[Start of Attachment]
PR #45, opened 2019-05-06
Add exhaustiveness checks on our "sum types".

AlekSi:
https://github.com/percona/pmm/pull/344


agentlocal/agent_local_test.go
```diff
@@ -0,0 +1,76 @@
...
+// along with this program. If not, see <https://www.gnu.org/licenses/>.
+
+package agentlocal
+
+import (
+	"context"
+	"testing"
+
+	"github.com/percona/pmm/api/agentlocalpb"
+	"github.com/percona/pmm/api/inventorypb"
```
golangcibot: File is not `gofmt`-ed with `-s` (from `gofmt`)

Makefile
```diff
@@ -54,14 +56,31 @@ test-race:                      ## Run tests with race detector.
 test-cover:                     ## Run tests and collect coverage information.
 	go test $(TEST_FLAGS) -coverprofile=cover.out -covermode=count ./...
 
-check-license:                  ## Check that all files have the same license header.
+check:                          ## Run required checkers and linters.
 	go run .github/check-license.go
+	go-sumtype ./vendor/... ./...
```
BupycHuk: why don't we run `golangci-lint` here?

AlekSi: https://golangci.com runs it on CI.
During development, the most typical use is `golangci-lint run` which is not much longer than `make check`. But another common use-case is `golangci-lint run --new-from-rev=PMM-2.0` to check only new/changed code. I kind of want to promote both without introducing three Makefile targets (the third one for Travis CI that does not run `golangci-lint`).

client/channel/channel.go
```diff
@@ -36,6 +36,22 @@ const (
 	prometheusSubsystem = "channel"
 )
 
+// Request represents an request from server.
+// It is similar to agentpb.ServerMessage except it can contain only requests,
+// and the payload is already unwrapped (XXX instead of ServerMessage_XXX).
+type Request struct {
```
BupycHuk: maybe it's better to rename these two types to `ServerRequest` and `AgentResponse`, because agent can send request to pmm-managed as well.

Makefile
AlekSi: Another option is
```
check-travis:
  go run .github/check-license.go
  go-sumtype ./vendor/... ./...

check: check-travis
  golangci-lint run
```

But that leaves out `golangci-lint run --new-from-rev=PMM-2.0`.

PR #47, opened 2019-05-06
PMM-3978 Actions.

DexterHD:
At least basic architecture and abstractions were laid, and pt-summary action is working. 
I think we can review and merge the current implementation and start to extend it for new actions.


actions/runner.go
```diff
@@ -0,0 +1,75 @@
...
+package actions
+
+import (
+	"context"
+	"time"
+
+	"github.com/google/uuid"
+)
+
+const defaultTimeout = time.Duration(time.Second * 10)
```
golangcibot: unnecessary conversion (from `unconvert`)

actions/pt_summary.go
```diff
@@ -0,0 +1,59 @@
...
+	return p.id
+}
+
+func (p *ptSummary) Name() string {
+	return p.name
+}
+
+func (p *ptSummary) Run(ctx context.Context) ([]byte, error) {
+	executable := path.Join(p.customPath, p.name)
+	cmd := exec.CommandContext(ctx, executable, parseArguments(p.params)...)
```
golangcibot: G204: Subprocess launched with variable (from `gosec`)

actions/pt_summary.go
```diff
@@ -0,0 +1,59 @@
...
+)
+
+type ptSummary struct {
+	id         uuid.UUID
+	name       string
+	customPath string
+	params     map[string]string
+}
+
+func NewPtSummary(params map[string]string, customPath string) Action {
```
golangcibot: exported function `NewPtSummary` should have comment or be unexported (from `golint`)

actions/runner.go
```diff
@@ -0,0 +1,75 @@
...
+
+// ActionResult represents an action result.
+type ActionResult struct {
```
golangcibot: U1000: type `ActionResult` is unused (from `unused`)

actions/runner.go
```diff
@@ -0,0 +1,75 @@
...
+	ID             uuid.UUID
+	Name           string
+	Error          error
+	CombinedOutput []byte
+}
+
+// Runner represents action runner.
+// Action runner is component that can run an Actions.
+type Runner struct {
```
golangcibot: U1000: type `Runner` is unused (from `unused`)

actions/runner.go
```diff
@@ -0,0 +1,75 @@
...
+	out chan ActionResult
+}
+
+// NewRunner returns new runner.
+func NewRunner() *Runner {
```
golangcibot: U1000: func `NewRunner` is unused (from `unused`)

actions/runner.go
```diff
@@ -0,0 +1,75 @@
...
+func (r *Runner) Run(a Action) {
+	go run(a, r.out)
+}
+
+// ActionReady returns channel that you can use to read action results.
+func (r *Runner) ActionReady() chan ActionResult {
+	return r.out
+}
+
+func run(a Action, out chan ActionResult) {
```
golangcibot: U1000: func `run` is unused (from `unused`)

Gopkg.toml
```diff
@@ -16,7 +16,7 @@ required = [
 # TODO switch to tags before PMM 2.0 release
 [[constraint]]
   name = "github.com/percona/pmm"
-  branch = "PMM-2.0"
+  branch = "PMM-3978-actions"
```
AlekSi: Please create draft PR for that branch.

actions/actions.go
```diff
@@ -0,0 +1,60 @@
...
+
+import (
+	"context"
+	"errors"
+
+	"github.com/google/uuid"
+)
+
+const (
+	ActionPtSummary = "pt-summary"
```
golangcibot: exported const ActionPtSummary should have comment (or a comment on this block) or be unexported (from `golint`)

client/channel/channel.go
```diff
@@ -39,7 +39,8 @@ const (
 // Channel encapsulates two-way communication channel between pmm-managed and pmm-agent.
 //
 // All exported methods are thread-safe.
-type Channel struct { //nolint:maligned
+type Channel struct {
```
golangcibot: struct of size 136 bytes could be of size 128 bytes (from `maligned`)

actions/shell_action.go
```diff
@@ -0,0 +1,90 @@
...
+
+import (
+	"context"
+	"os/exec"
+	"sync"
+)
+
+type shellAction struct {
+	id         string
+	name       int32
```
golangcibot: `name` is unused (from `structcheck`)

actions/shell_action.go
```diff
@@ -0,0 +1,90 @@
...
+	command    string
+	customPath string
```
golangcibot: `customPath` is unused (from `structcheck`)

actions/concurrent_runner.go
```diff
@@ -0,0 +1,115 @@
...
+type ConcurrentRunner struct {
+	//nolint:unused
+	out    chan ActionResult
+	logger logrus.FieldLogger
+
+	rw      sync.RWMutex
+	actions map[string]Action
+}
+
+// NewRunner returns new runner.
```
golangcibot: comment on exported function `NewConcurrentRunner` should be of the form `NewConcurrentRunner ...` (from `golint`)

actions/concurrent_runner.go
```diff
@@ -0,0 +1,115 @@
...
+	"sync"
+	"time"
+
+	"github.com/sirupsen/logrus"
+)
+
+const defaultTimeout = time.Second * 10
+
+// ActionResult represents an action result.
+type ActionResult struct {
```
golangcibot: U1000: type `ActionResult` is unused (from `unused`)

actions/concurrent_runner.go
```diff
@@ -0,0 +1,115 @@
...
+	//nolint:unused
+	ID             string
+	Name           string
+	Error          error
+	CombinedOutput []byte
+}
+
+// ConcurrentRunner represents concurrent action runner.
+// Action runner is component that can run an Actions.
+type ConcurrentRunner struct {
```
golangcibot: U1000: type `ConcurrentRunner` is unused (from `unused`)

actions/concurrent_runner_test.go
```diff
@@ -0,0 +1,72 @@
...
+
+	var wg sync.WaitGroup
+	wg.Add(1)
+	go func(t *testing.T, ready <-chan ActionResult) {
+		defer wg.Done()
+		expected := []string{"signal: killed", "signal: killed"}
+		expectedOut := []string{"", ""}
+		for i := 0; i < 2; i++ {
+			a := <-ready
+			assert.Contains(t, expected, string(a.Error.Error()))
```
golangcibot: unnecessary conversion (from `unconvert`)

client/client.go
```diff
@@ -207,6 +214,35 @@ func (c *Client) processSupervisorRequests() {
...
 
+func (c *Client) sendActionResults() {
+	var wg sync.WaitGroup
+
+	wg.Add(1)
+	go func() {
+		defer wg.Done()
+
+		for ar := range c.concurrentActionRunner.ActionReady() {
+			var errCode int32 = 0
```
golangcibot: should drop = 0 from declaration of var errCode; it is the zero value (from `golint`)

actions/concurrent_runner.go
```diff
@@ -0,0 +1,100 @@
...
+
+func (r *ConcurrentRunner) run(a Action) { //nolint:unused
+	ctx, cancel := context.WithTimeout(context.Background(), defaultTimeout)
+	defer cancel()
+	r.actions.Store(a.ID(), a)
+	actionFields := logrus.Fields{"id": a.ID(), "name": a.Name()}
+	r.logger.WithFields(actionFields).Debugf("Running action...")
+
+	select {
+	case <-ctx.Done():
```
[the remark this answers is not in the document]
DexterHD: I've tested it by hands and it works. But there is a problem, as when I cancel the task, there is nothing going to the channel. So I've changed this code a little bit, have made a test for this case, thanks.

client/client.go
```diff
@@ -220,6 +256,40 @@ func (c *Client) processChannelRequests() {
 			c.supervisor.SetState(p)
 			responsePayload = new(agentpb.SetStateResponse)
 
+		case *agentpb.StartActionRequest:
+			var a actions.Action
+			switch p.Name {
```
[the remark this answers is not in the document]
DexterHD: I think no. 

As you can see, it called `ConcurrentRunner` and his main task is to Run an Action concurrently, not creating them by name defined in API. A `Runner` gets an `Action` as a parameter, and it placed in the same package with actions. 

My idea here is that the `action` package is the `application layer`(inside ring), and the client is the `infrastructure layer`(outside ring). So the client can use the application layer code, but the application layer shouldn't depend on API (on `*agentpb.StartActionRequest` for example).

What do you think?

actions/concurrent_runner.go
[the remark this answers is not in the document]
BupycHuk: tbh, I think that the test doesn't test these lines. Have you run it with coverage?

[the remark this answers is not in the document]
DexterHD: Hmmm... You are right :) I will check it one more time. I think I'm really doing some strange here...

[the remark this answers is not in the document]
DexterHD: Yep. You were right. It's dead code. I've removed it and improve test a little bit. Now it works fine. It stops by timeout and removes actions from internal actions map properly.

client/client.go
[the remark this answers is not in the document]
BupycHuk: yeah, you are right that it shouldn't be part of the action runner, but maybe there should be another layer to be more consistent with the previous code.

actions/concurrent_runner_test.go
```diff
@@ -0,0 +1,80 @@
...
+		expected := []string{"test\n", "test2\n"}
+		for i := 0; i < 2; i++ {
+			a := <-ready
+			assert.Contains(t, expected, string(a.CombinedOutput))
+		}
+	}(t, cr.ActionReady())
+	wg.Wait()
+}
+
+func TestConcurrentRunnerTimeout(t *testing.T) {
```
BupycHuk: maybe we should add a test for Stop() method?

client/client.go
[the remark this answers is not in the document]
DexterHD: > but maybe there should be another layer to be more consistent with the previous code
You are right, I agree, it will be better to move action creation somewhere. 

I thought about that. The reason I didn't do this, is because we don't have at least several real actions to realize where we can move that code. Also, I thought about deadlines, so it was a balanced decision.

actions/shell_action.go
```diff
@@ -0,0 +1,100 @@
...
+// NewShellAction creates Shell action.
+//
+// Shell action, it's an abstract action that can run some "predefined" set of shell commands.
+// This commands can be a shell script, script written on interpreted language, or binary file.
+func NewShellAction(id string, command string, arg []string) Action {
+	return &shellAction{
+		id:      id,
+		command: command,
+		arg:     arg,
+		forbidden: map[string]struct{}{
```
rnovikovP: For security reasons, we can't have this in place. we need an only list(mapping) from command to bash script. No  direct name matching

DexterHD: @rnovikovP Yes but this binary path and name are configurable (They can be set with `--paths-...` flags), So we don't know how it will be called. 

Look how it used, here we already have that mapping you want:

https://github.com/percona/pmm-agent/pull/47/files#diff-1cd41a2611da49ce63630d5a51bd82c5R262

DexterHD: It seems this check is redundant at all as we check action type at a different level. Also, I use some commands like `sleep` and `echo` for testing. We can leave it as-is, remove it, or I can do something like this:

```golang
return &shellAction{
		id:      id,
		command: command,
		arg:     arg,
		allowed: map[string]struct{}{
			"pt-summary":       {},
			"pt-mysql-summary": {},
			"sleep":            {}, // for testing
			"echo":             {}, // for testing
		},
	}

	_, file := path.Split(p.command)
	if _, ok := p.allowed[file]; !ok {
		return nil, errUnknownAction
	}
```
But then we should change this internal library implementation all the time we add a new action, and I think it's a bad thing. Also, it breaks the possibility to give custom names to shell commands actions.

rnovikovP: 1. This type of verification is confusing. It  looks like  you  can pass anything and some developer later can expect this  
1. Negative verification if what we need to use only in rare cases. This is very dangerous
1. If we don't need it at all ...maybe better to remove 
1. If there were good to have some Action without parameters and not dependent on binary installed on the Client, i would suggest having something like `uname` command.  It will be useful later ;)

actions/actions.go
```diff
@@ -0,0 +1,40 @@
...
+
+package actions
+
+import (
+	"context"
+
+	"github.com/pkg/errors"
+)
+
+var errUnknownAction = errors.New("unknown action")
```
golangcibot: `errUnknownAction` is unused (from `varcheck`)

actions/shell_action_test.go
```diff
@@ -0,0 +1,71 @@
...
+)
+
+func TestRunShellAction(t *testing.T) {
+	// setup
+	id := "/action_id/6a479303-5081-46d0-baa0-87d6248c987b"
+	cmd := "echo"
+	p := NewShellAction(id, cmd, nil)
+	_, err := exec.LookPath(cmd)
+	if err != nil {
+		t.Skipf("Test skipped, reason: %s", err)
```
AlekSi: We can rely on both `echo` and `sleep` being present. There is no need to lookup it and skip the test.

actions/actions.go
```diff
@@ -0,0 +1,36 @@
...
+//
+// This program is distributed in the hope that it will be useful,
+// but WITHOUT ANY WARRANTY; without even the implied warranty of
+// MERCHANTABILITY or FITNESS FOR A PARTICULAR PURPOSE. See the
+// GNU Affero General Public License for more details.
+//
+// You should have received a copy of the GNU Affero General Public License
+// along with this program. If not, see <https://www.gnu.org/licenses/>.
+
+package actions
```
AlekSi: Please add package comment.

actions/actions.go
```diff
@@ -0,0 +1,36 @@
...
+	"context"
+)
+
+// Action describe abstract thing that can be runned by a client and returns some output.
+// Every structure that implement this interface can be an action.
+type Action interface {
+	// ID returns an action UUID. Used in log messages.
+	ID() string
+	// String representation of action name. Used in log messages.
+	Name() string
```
[End of Attachment]
[Start of Attachment]
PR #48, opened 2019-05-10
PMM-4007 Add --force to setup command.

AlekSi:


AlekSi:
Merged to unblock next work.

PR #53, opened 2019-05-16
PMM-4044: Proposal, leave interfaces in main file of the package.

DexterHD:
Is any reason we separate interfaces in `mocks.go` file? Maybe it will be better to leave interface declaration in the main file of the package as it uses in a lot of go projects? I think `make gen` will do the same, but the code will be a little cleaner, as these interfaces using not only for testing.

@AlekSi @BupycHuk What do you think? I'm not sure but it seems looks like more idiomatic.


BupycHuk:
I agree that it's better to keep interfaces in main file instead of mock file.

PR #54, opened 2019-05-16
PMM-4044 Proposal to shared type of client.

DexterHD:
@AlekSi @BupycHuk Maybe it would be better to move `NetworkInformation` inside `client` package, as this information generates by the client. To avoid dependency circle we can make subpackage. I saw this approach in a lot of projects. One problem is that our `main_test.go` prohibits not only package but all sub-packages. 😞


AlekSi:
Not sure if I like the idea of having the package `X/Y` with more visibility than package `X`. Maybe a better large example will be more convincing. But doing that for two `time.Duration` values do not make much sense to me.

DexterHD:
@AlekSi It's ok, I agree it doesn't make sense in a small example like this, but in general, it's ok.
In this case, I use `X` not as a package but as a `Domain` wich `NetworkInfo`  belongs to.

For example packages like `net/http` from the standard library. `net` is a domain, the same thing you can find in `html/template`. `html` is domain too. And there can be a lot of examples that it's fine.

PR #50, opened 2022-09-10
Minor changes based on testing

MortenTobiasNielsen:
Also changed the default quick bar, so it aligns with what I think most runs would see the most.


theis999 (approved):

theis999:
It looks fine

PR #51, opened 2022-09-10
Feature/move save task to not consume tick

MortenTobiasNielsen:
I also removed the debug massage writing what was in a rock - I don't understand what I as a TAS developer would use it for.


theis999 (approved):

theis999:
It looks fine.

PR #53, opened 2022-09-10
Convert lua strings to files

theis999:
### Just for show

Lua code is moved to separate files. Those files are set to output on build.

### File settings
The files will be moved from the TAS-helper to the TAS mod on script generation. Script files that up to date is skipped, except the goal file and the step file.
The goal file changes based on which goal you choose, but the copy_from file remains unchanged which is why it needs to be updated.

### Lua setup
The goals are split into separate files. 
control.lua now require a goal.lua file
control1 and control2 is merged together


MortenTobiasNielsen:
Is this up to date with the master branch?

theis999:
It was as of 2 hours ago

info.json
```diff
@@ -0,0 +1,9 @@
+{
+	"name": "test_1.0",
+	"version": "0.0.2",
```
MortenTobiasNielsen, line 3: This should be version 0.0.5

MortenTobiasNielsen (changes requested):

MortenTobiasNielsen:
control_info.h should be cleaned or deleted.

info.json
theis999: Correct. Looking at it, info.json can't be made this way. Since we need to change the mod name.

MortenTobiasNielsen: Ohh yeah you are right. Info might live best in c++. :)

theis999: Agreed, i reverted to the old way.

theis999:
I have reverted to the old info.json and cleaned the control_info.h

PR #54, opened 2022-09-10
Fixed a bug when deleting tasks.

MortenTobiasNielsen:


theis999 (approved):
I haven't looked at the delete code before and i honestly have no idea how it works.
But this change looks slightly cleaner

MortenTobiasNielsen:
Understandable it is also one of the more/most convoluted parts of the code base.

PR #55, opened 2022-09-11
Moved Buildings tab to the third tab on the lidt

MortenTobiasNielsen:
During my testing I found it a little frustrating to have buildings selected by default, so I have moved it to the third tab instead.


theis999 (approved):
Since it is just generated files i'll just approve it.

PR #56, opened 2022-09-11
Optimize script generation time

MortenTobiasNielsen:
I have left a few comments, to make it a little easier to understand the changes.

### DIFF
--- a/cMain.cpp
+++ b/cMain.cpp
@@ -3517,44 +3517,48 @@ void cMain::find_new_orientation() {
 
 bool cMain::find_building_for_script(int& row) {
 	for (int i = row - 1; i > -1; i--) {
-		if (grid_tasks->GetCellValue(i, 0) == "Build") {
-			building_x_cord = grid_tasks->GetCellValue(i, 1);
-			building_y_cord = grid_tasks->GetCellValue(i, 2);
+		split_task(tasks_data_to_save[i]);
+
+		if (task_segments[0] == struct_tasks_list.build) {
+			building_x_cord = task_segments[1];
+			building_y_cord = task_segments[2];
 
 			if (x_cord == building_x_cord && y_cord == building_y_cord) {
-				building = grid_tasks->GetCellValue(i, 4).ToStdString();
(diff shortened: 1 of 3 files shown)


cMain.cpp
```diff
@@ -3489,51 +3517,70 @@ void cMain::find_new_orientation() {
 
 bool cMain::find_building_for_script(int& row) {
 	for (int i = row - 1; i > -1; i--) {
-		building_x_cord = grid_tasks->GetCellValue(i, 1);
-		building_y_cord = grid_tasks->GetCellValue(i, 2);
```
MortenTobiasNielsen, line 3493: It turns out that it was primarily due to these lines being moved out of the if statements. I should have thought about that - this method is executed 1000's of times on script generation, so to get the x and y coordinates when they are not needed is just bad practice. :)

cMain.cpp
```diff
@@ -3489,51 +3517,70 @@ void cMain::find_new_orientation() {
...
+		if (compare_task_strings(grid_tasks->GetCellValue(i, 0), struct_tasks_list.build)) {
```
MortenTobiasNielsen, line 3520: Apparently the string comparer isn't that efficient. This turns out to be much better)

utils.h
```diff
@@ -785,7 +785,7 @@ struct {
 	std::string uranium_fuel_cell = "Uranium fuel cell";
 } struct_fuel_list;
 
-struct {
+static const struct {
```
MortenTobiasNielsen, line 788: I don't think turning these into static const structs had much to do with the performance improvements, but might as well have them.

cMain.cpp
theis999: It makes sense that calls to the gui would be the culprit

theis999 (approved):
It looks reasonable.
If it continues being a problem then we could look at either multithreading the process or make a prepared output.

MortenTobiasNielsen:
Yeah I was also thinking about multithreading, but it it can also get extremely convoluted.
[End of Attachment]
[Start of Attachment]
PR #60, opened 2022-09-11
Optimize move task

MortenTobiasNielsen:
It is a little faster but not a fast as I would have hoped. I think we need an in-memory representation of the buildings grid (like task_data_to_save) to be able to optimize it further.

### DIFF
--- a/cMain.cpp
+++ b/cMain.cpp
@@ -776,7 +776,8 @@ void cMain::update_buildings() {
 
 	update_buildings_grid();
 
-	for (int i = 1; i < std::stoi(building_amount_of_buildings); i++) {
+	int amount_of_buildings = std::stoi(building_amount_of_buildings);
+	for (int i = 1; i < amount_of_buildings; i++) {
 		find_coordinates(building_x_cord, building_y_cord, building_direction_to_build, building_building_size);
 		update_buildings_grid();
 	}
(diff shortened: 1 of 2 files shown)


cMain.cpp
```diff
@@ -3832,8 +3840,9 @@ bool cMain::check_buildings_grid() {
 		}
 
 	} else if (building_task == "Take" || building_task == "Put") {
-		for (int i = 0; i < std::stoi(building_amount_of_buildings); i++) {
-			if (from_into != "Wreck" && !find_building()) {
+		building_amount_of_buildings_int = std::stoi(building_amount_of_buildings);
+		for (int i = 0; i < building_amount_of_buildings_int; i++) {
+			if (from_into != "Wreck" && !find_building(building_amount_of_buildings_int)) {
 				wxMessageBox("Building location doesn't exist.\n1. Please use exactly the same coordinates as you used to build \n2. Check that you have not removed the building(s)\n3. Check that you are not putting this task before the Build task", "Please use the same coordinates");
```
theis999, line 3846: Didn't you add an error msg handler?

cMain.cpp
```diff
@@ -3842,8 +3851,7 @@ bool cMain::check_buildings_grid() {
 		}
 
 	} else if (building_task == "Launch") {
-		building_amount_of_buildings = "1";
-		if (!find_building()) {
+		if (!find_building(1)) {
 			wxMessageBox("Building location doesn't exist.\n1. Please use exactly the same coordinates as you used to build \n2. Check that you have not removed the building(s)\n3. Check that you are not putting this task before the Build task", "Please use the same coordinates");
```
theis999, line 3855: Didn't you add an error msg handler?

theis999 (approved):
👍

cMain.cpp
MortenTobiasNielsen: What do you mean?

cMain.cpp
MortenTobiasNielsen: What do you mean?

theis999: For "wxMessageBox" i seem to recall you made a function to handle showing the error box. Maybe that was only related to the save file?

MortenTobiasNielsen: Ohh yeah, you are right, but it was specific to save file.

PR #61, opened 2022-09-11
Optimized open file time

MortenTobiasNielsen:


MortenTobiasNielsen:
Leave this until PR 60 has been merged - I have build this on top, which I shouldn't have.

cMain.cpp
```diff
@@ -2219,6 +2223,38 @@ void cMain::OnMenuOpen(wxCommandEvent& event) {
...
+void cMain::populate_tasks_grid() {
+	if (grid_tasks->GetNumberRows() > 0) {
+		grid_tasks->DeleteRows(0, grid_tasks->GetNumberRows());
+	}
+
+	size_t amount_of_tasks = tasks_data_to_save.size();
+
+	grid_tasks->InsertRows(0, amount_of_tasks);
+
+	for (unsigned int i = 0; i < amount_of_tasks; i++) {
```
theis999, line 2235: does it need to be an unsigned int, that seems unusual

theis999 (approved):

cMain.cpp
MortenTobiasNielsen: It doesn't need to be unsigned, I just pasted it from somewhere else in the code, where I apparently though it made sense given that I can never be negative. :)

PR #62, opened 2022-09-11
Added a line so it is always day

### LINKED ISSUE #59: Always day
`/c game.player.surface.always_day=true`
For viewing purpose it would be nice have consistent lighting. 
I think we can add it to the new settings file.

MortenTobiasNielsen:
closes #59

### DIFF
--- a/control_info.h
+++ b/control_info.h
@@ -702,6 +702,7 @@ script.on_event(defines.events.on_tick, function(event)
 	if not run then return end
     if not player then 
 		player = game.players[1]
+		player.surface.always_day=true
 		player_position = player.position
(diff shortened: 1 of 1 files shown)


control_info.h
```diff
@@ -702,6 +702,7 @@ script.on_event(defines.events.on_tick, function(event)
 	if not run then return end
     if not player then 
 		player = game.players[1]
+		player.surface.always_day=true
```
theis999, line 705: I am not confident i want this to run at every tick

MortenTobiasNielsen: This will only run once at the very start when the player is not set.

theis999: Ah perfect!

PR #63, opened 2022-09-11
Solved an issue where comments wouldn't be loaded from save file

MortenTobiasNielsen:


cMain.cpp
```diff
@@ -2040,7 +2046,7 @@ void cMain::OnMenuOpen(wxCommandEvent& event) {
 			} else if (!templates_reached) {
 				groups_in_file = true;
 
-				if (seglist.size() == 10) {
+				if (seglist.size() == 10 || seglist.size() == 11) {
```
[End of Attachment]
**AIM OF THE TASK:**
List every line in the records above that contains the word "based".

**RESPONSE TO THE TASK:**
Minor changes based on testing
The goal file changes based on which goal you choose, but the copy_from file remains unchanged which is why it needs to be updated.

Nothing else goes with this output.